Supplied information:
Issue #2414, opened 2026-04-30
Support `pairwise` for `concat_on_disk`


alam-shahul:
### Please describe your wishes and possible alternatives to achieve the desired result.

As requested in the [spec](https://anndata.readthedocs.io/en/latest/generated/anndata.experimental.concat_on_disk.html#anndata-experimental-concat-on-disk), I am opening a feature request for this. Would be nice to have.

PR #2558, opened 2026-07-15
fix(concat_on_disk): retain aligned-mapping keys under join="outer"

### LINKED ISSUE #2394: `concat_on_disk` with `join='outer'` doesn't retain all `.obsm` fields
Not sure if this is a bug or a missing feature, but `ad.concat` and `ad.concat_on_disk` seem to behave differently with `join='outer'` for `.obsm` fields that are not shared between all AnnData.

- [ ] (optional) I have confirmed this bug exists on the main branch of anndata.

### Report

Code:

```python
# /// script
# requires-python = ">=3.12"
# dependencies = [
# ]
# ///

import anndata
import numpy as np
a = ad.AnnData(
        X=np.ones((2, 10)),
        obsm={'X_emb': np.arange(4).astype(np.float64).reshape((2, 2))},
)
b = ad.AnnData(
        X=np.ones((4, 12)),
)

c = ad.concat([a, b], join="outer")
assert 'X_emb' in c.obsm.keys()

a.write_h5ad('a.h5ad')
b.write_h5ad('b.h5ad')

ad.experimental.concat_on_disk(['a.h5ad', 'b.h5ad'], out_file='d.h5ad', join="outer")

d = ad.read_h5ad('d.h5ad')
assert 'X_emb' in d.obsm.keys()

```

### Versions
`0.12.10`

alejandro-publius:
- [x] Closes #2394
- [x] Tests added

## Problem

`concat_on_disk` writes the aligned mappings (`.obsm`/`.varm` and `.layers`) over the **intersection** of their keys, regardless of `join`. Under `join="outer"` this silently drops any mapping key present in only some of the inputs — unlike in-memory `anndata.concat`, which keeps the union and fills the missing entries. When the retained keys additionally have differing shapes, the dense path raises `ValueError: Shapes do not align` instead of padding.

```python
from scipy import sparse

a = ad.AnnData(sparse.csr_matrix((3, 5)), obs=pd.DataFrame(index=[f"a{i}" for i in range(3)]),
               obsm={"X_emb": np.zeros((3, 2))})
b = ad.AnnData(sparse.csr_matrix((2, 5)), obs=pd.DataFrame(index=[f"b{i}" for i in range(2)]))
a.write_h5ad("a.h5ad"); b.write_h5ad("b.h5ad")

ad.concat([a, b], join="outer").obsm            # {'X_emb': (5, 2)}  ✅
ad.experimental.concat_on_disk(["a.h5ad", "b.h5ad"], "out.h5ad", join="outer")
ad.read_h5ad("out.h5ad").obsm                   # {}   ❌ X_emb silently dropped
```

## Fix

`_write_concat_mappings` now mirrors the in-memory `outer_concat_aligned_mapping`:

- takes the **union** of keys for `join="outer"` (intersection for `"inner"`, unchanged);
- generates outer reindexers so each key is padded along its free (feature) axis to the max width;
- fills keys missing from some objects with `fill_value` (promoting integer dtypes to float where the fill is `NaN`), by materializing just those keys through the same `concat_arrays` path the in-memory concat uses.

Keys present in every object that need no reindexing keep the existing memory-efficient streaming path, so the common case is unchanged. As a side effect this also fixes the inner-join case where differing `.obsm` widths previously raised.

## Tests

- `test_concat_on_disk_outer_mapping_missing_keys` — `.obsm` with dense / sparse / dataframe values, one key missing from an object and shared keys of differing widths.
- `test_concat_on_disk_outer_layers_missing_keys` — a `.layers` key missing from one object with a differing `var` axis (exercises the reindexed path).

Both assert the on-disk result equals in-memory `concat`. The full `tests/test_concatenate_disk.py` suite passes (498 tests).


src/anndata/experimental/merge.py
```diff
@@ -259,37 +263,97 @@ def write_concat_sparse(  # noqa: PLR0917
...
+):
+    """Concatenate a single mapping key that is absent from some objects (outer join).
+
+    Present elements are read into memory and objects missing the key contribute a
+    ``fill_value`` block, matching :func:`~anndata._core.merge.outer_concat_aligned_mapping`.
+    """
+    if reindexers is None:
+        reindexers = gen_outer_reindexers(elems, ns, new_index=index, axis=axis)
+    arrays = [
+        (elem if isinstance(elem, pd.DataFrame) else to_memory(elem))
```
ilan-gold: Why do these need to be brought into memory?

ilan-gold: Is it to avoid rewriting `_write_concat_sequence` to handle missing elements?

alejandro-publius: Yes—that was the reason in the original implementation, but I agree that materializing the present arrays undermined `concat_on_disk`.

I’ve since rewritten that path so it remains streaming: missing dense entries use lazy Dask fill blocks, missing sparse entries use shaped sparse fill blocks, and present arrays remain backed and flow through `_write_concat_sequence`. I also added coverage for custom fill values and axis-1 sparse layers while verifying the result still matches `anndata.concat`.

Does the revised approach address your concern?

alejandro-publius:
Sorry for the slow reply here. To answer the question directly, yes, that was the reason, and it was the wrong call. Bringing the present elements into memory was avoiding the work of teaching the write path to handle missing elements.

That has since been rewritten. `_concat_missing_mapping_key` and its `to_memory` call are gone. A key that is absent from an object now contributes a lazily built fill block that stacks straight onto the other reindexed blocks, so the objects that do have the key keep streaming exactly as they did before. `write_concat_sparse` and `write_concat_dense` handle the placeholder themselves, sparse via an empty matrix of the right shape and dense via `da.full`, and for the common `fill_value` of 0 the sparse block stores nothing at all, so a missing key never materialises a dense block regardless of width.

I have also just merged main in, since the mypy adoption in #2577 and the compat cleanup in #2574 had touched the same code paths. Two things there are worth a look, since they are judgement calls rather than mechanical conflict resolution.

`_write_concat_arrays` now decides between the sparse and dense writers using only the elements that are present, while still passing the full sequence, placeholders included, to whichever writer it picks. The narrowing list comprehensions added in #2577 would otherwise route the placeholders into the dense branch and lose alignment with `reindexers` and `ns`.

The `use_reindexing` fast path for `.{axis_name}m` is now conditioned on `use_reindexing or join == "outer"`. That optimisation predates outer joins over mapping keys, and taking it as is would hand back identity reindexers in exactly the case where per key reindexing is needed.

Locally `tests/test_concatenate_disk.py` is 502 passed and `tests/test_concatenate.py` is 1527 passed, with mypy clean on `merge.py`.

alejandro-publius:
@ilan-gold gentle ping on this one. Since my last comment the in-memory fallback is gone: an absent key now contributes a lazily built fill block that stacks onto the other reindexed blocks, so nothing is brought into memory. CI is green and it applies cleanly to `main`.

I have also opened #2636 (`pairwise=True` for `concat_on_disk`, closes #2414), which touches the same file but is independent; whichever lands second needs only a trivial rebase.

Goal of the exercise: Word for word, return each of the entries.

The completed task:
Issue #2414, opened 2026-04-30
Support `pairwise` for `concat_on_disk`


alam-shahul:
### Please describe your wishes and possible alternatives to achieve the desired result.

As requested in the [spec](https://anndata.readthedocs.io/en/latest/generated/anndata.experimental.concat_on_disk.html#anndata-experimental-concat-on-disk), I am opening a feature request for this. Would be nice to have.

PR #2558, opened 2026-07-15
fix(concat_on_disk): retain aligned-mapping keys under join="outer"

### LINKED ISSUE #2394: `concat_on_disk` with `join='outer'` doesn't retain all `.obsm` fields
Not sure if this is a bug or a missing feature, but `ad.concat` and `ad.concat_on_disk` seem to behave differently with `join='outer'` for `.obsm` fields that are not shared between all AnnData.

- [ ] (optional) I have confirmed this bug exists on the main branch of anndata.

### Report

Code:

```python
# /// script
# requires-python = ">=3.12"
# dependencies = [
# ]
# ///

import anndata
import numpy as np
a = ad.AnnData(
        X=np.ones((2, 10)),
        obsm={'X_emb': np.arange(4).astype(np.float64).reshape((2, 2))},
)
b = ad.AnnData(
        X=np.ones((4, 12)),
)

c = ad.concat([a, b], join="outer")
assert 'X_emb' in c.obsm.keys()

a.write_h5ad('a.h5ad')
b.write_h5ad('b.h5ad')

ad.experimental.concat_on_disk(['a.h5ad', 'b.h5ad'], out_file='d.h5ad', join="outer")

d = ad.read_h5ad('d.h5ad')
assert 'X_emb' in d.obsm.keys()

```

### Versions
`0.12.10`

alejandro-publius:
- [x] Closes #2394
- [x] Tests added

## Problem

`concat_on_disk` writes the aligned mappings (`.obsm`/`.varm` and `.layers`) over the **intersection** of their keys, regardless of `join`. Under `join="outer"` this silently drops any mapping key present in only some of the inputs — unlike in-memory `anndata.concat`, which keeps the union and fills the missing entries. When the retained keys additionally have differing shapes, the dense path raises `ValueError: Shapes do not align` instead of padding.

```python
from scipy import sparse

a = ad.AnnData(sparse.csr_matrix((3, 5)), obs=pd.DataFrame(index=[f"a{i}" for i in range(3)]),
               obsm={"X_emb": np.zeros((3, 2))})
b = ad.AnnData(sparse.csr_matrix((2, 5)), obs=pd.DataFrame(index=[f"b{i}" for i in range(2)]))
a.write_h5ad("a.h5ad"); b.write_h5ad("b.h5ad")

ad.concat([a, b], join="outer").obsm            # {'X_emb': (5, 2)}  ✅
ad.experimental.concat_on_disk(["a.h5ad", "b.h5ad"], "out.h5ad", join="outer")
ad.read_h5ad("out.h5ad").obsm                   # {}   ❌ X_emb silently dropped
```

## Fix

`_write_concat_mappings` now mirrors the in-memory `outer_concat_aligned_mapping`:

- takes the **union** of keys for `join="outer"` (intersection for `"inner"`, unchanged);
- generates outer reindexers so each key is padded along its free (feature) axis to the max width;
- fills keys missing from some objects with `fill_value` (promoting integer dtypes to float where the fill is `NaN`), by materializing just those keys through the same `concat_arrays` path the in-memory concat uses.

Keys present in every object that need no reindexing keep the existing memory-efficient streaming path, so the common case is unchanged. As a side effect this also fixes the inner-join case where differing `.obsm` widths previously raised.

## Tests

- `test_concat_on_disk_outer_mapping_missing_keys` — `.obsm` with dense / sparse / dataframe values, one key missing from an object and shared keys of differing widths.
- `test_concat_on_disk_outer_layers_missing_keys` — a `.layers` key missing from one object with a differing `var` axis (exercises the reindexed path).

Both assert the on-disk result equals in-memory `concat`. The full `tests/test_concatenate_disk.py` suite passes (498 tests).


src/anndata/experimental/merge.py
```diff
@@ -259,37 +263,97 @@ def write_concat_sparse(  # noqa: PLR0917
...
+):
+    """Concatenate a single mapping key that is absent from some objects (outer join).
+
+    Present elements are read into memory and objects missing the key contribute a
+    ``fill_value`` block, matching :func:`~anndata._core.merge.outer_concat_aligned_mapping`.
+    """
+    if reindexers is None:
+        reindexers = gen_outer_reindexers(elems, ns, new_index=index, axis=axis)
+    arrays = [
+        (elem if isinstance(elem, pd.DataFrame) else to_memory(elem))
```
ilan-gold: Why do these need to be brought into memory?

ilan-gold: Is it to avoid rewriting `_write_concat_sequence` to handle missing elements?

alejandro-publius: Yes—that was the reason in the original implementation, but I agree that materializing the present arrays undermined `concat_on_disk`.

I’ve since rewritten that path so it remains streaming: missing dense entries use lazy Dask fill blocks, missing sparse entries use shaped sparse fill blocks, and present arrays remain backed and flow through `_write_concat_sequence`. I also added coverage for custom fill values and axis-1 sparse layers while verifying the result still matches `anndata.concat`.

Does the revised approach address your concern?

alejandro-publius:
Sorry for the slow reply here. To answer the question directly, yes, that was the reason, and it was the wrong call. Bringing the present elements into memory was avoiding the work of teaching the write path to handle missing elements.

That has since been rewritten. `_concat_missing_mapping_key` and its `to_memory` call are gone. A key that is absent from an object now contributes a lazily built fill block that stacks straight onto the other reindexed blocks, so the objects that do have the key keep streaming exactly as they did before. `write_concat_sparse` and `write_concat_dense` handle the placeholder themselves, sparse via an empty matrix of the right shape and dense via `da.full`, and for the common `fill_value` of 0 the sparse block stores nothing at all, so a missing key never materialises a dense block regardless of width.

I have also just merged main in, since the mypy adoption in #2577 and the compat cleanup in #2574 had touched the same code paths. Two things there are worth a look, since they are judgement calls rather than mechanical conflict resolution.

`_write_concat_arrays` now decides between the sparse and dense writers using only the elements that are present, while still passing the full sequence, placeholders included, to whichever writer it picks. The narrowing list comprehensions added in #2577 would otherwise route the placeholders into the dense branch and lose alignment with `reindexers` and `ns`.

The `use_reindexing` fast path for `.{axis_name}m` is now conditioned on `use_reindexing or join == "outer"`. That optimisation predates outer joins over mapping keys, and taking it as is would hand back identity reindexers in exactly the case where per key reindexing is needed.

Locally `tests/test_concatenate_disk.py` is 502 passed and `tests/test_concatenate.py` is 1527 passed, with mypy clean on `merge.py`.

alejandro-publius:
@ilan-gold gentle ping on this one. Since my last comment the in-memory fallback is gone: an absent key now contributes a lazily built fill block that stacks onto the other reindexed blocks, so nothing is brought into memory. CI is green and it applies cleanly to `main`.

I have also opened #2636 (`pairwise=True` for `concat_on_disk`, closes #2414), which touches the same file but is independent; whichever lands second needs only a trivial rebase.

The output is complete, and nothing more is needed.